PROVIDED INFORMATION
PR #523, opened 2018-07-06
Introduce endpoint for peer info

agnikowa:
- enable debug api in JsonRPCController
- create debug service and decode/encode methods
- add debug_listPeersInfo method to JsonRpcRequest

### DIFF
--- a/src/main/scala/io/iohk/ethereum/jsonrpc/DebugService.scala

ASSIGNMENT
The lines from the one containing "- enable debug api in JsonRPCController" through the final line of the listing above are to be repeated exactly, and nothing else is to be printed.

SOLUTION TO THIS EXERCISE
- enable debug api in JsonRPCController
- create debug service and decode/encode methods
- add debug_listPeersInfo method to JsonRpcRequest

### DIFF
--- a/src/main/scala/io/iohk/ethereum/jsonrpc/DebugService.scala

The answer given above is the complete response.